Unlängst brannte die Diskussion abermals auf, als ZEIT-Opernkritikern Christine Lemke-Matwey das komplette Kreativteam der Eduard II-Premiere an der Deutschen Oper Berlin „outete“ und beklagte, dass nicht mal Schwule selbst in der Lage seien, ein schwules Sujet künstlerisch wertvoll auf die Opernbühne zu bringen. Mit dem Verweis: Da sollten die Operntunten doch lieber Musik auf einer Gay Cruise im Mittelmeer machen, statt Staatssubventionen zu vergeuden. Es hagelte Proteste, u. a. vom Deutschen Bühnenverein. Aber war der satirisch zugespitzte Artikel von Lemke-Matwey wirklich homophob? Geht es nicht auch um homosexuelle Souveränität im Umgang mit Kritik?

Und wie homophob sind schwule Kritiker selbst, wenn sie sich lautstark über zu viel Cross-dressing und nackte Männerhaut in Inszenierungen von Barrie Kosky an der Komischen Oper Berlin beklagen oder wenn sie ihrerseits Eduard II verteufen? Wer darf da im aktuellen gesellschaftlichen Klima wie über wen sprechen?
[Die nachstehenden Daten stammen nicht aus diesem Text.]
PR #2063, opened 2025-07-24
Remove ComputedOnMiss

OlivierHecart:


zenoh/src/net/routing/interceptor/downsampling.rs
```diff
@@ -213,63 +213,65 @@ impl DownsamplingInterceptor {
...
         }
     }
+    fn compute_id(&self, key_expr: &keyexpr) -> Option<usize> {
+        let ke_id = zlock!(self.ke_id);
+        if let Some(node) = ke_id.intersecting_keys(key_expr).next() {
+            if let Some(id) = ke_id.weight_at(&node) {
+                return Some(*id);
+            }
+        }
+        None
```
wyfo:
```suggestion
        let node = ke_id.intersecting_keys(key_expr).next()?;
        ke_id.weight_at(&node).copied()
```

zenoh/src/net/routing/interceptor/downsampling.rs
```diff
@@ -213,63 +213,65 @@ impl DownsamplingInterceptor {
...
+        Some(Box::new(self.compute_id(key_expr)))
     }
 
     fn intercept(&self, msg: &mut NetworkMessageMut, ctx: &mut dyn InterceptorContext) -> bool {
-        let cache = ComputedOnMiss::new(self, msg, ctx);
+        let id = ctx
+            .get_cache(msg)
+            .and_then(|c| c.downcast_ref::<Option<usize>>())
+            .cloned()
+            .unwrap_or_else(|| ctx.full_keyexpr(msg).and_then(|k| self.compute_id(&k)));
```
wyfo:
```suggestion
            .unwrap_or_else(|| self.compute_id(&ctx.full_keyexpr(msg)?));
```

zenoh/src/net/routing/interceptor/downsampling.rs
```diff
@@ -213,63 +213,65 @@ impl DownsamplingInterceptor {
...
+
         if self.is_msg_filtered(msg) {
-            if let Some(cache) = cache.as_ref() {
-                if let Some(id) = cache.downcast_ref::<Option<usize>>() {
-                    if let Some(id) = id {
-                        let mut ke_state = zlock!(self.ke_state);
-                        if let Some(state) = ke_state.get_mut(id) {
-                            let timestamp = tokio::time::Instant::now();
+            if let Some(id) = &id {
```
wyfo: we can see here that there is no point to retrieve or compute the id if the message is not filtered, so the check should be moved at the beginning of the function, like:
```rust
if !self.is_msg_filtered(msg) {
    return true;
}
```
Also, to avoid one additional indentation level, we should use `let Some(id) = ... else { return true; };`

wyfo (changes requested):

PR #2070, opened 2025-07-28
Optimize KeyExpr::try_from

wyfo:
Previous code was doing a first iteration for chunk split, and a second one for chunk validation. Raw chunk comparison are also integrated into the main iteration. Last but not least, ASCII ranges are used to use only one branch for alphabetical characters.


commons/zenoh-keyexpr/src/key_expr/borrowed.rs
```diff
@@ -726,96 +727,88 @@ impl fmt::Display for keyexpr {
...
-                        "Invalid Key Expr `{}`: `**/*` must be replaced by `*/**` to reach canon-form",
-                        value
-                    ),
-                    _ => {}
+        if value.is_empty() {
+            return Err(KeyExprError::EmptyChunk.err(value));
+        }
+        let bytes = value.as_bytes();
+        let mut i = 0;
+        let mut chunk_start = 0usize.wrapping_sub(1);
```
YuanYuYuan: Why not `usize::MAX`?

commons/zenoh-keyexpr/src/key_expr/borrowed.rs
```diff
@@ -726,96 +727,88 @@ impl fmt::Display for keyexpr {
...
+        let mut chunk_stars = 0;
+        let mut prev_chunk_double_star = false;
+        while i < bytes.len() {
```
YuanYuYuan, line 773: It's better to document the rules.

YuanYuYuan (changes requested):

commons/zenoh-keyexpr/src/key_expr/borrowed.rs
wyfo: Because it's strictly the same, but I find it a lot more explicit written this way: the chunk start is one character behind the first character.

commons/zenoh-keyexpr/src/key_expr/borrowed.rs
wyfo: Indeed, it's a first POC but I need to add some comments.

wyfo: Comments have been added.

commons/zenoh-keyexpr/src/key_expr/borrowed.rs
wyfo: I've changed to have `chunk_start` starting at zero (it's the character after the `/` now)

wyfo:
Here are some quick benchmarks using 2 keyexprs from a typical RMW use case:
```
ke1 = "0/pub_21/describe_parameters/rcl_interfaces::srv::dds_::DescribeParameters_/RIHS01_845b484d71eb0673dae682f2e3ba3c4851a65a3dcfb97bddd82c5b57e91e4cff"
ke2 = "@ros2_lv/0/3563123a6382a559d344b0c864c92223/0/6/SS/%/%/pub_21/%pub_21%describe_parameters/rcl_interfaces::srv::dds_::DescribeParameters_/RIHS01_845b484d71eb0673dae682f2e3ba3c4851a65a3dcfb97bddd82c5b57e91e4cff/:2:,1000:,:,:,,"
```
|     | before | after |
|-----|--------|-------|
| ke1 | 118ns  | 60ns  |
| ke2 | 210ns  | 100ns |

commons/zenoh-keyexpr/src/key_expr/borrowed.rs
```diff
@@ -726,96 +727,129 @@ impl fmt::Display for keyexpr {
...
-    ContainsSharpOrQMark = -7,
-    ContainsUnboundDollar = -8,
+    StarInChunk = -5,
+    DollarAfterDollar = -6,
+    SharpOrQMark = -7,
+    UnboundDollar = -8,
+}
+
+impl KeyExprError {
+    #[cold]
```
evshary, line 742: Good to know the hint :+1:

commons/zenoh-keyexpr/src/key_expr/borrowed.rs
```diff
@@ -1081,6 +1119,7 @@ mod tests {
     #[test_case("demo/example#/test", false; "Contain sharp")]
     #[test_case("demo/example?/test", false; "Contain mark")]
     #[test_case("demo/$/test", false; "Contain unbounded dollar")]
+    #[test_case("demo/$*?/test", false; "Contain mark after dollar start")]
```
evshary: I think `?` is forbidden, so we don't need to test `$*?`.
Instead, testing `$*$` might be a good idea.

commons/zenoh-keyexpr/src/key_expr/borrowed.rs
```diff
@@ -726,96 +727,129 @@ impl fmt::Display for keyexpr {
...
+        let mut chunk_start = 0;
+        // Use a while loop to scan the string because it requires to advance the iteration
+        // manually for some characters, e.g. '$'.
+        let mut i = 0;
+        while i < bytes.len() {
+            match bytes[i] {
+                // In UTF-8, all keyexpr special characters are lesser or equal to '/', except '?'
+                // This shortcut greatly reduce the number of operations for alphanumeric
+                // characters, which are the most common in keyexprs.
+                c if c > b'/' && c != b'?' => i += 1,
```
evshary, line 778: It's a good idea to have this shortcut. I thought we didn't allow some special characters like `%` after adding this check, but it only avoids the unnecessary checks for alphanumeric characters.

commons/zenoh-keyexpr/src/key_expr/borrowed.rs
```diff
@@ -726,96 +727,129 @@ impl fmt::Display for keyexpr {
...
-                            value
-                        );
+                // The first encountered '*' must be at the beginning of a chunk
+                b'*' if i != chunk_start => return Err(StarInChunk.into_err(value)),
+                // When a '*' is match, it means this is a wildcard chunk, possibly with two "**",
+                // which must be followed by a '/' or the end of the string.
+                // So the next character is checked, and the cursor
+                b'*' => match bytes.get(i + 1) {
+                    // Break if end of string is reached.
+                    None => break,
```
evshary, line 793: Perhaps we can add this to the test case to increase the test coverage.

commons/zenoh-keyexpr/src/key_expr/borrowed.rs
```diff
@@ -726,96 +727,129 @@ impl fmt::Display for keyexpr {
...
-                        if chunk_bytes.get(i + 1) == Some(&b'*') {
-                            if chunk_bytes.get(i + 2) == Some(&b'$') {
-                                bail!((KeyExprConstructionError::DollarAfterDollarOrStar)
-                                    "Invalid Key Expr `{}`: `$` is not allowed after `$*`",
-                                    value
-                                )
+                    // If a second '*' is found, the next character must be a slash.
+                    Some(&b'*') => match bytes.get(i + 2) {
+                        // Break if end of string is reached.
+                        None => break,
```
evshary, line 803: Same here

commons/zenoh-keyexpr/src/key_expr/borrowed.rs
```diff
@@ -726,96 +727,129 @@ impl fmt::Display for keyexpr {
...
+                    _ => return Err(StarInChunk.into_err(value)),
+                },
+                // A '$' must be followed by '*'.
+                b'$' if bytes.get(i + 1) != Some(&b'*') => {
+                    return Err(UnboundDollar.into_err(value))
                 }
+                // "$*" has some additional rules to check.
+                b'$' => match bytes.get(i + 2) {
+                    // Break if end of string is reached.
+                    None => break,
```
evshary: Same here

commons/zenoh-keyexpr/src/key_expr/borrowed.rs
evshary: I'm thinking if we should add some special character tests in our test cases to avoid unintentional changes in the future. (Although we are using a blacklist for special characters...)

wyfo: Actually most of the performance improvement comes from this shortcut, the whole PR is based on this.
I don't see why we should prevent unintentional changes in the future, as the keyexpr specification has been fixed since 1.0. You can't for example start forbidding `:` or you will destroy RMW keyexpr model.

commons/zenoh-keyexpr/src/key_expr/borrowed.rs
wyfo: Actually there was a bug here, which I've fixed thanks to your comment.

evshary (approved):
LGTM. I guess the macos failure is a flaky one.

PR #2080, opened 2025-08-04
Apply clippy lints from `rustc 1.91.0-nightly`

fuzzypixelz:
This is useful for two reasons:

Frau Lemke-Matwey sagt selbst, sie habe das Gefühl, dass sich linker wie rechter wie schwuler Diskurs derzeit auf eine höchst ungute Art gegenseitig verstärken. „Humor wird da ebenso wenig verlangt wie freies Denken.“

Über all diese Aspekte diskutieren wir im Rahmen der Siegfried-Wagner-Ausstellung mit Johannes Kram (Nollendorfblog), dem Opernkritiker Manuel Brug (Die Welt) und mit Christine Lemke-Matwey (Die Zeit) selbst. Hat sich das Klima in den letzten Jahren verändert, wie steht das deutsche Feuilleton im internationalen Vergleich da und gibt’s inzwischen mehr offen schwul-lesbische oder Trans* Künstler_innen im Opernbetrieb? Wieso kann ein Stardirigent wie Christian Thielemann nicht über deine sexuelle Orientierung und über seinen Lebenspartner in Interviews sprechen? Schadet ein „Outing“ nach wie vor einer Karriere im wertkonservativen Klassikbetrieb? Wieso sind ausgerechnet hochgebildete elitäre Opernfans (und Opernkritiker_innen) so reaktionär?

Die Moderation übernimmt Kurator Dr. Kevin Clarke; Fragen des Publikums sind erwünscht.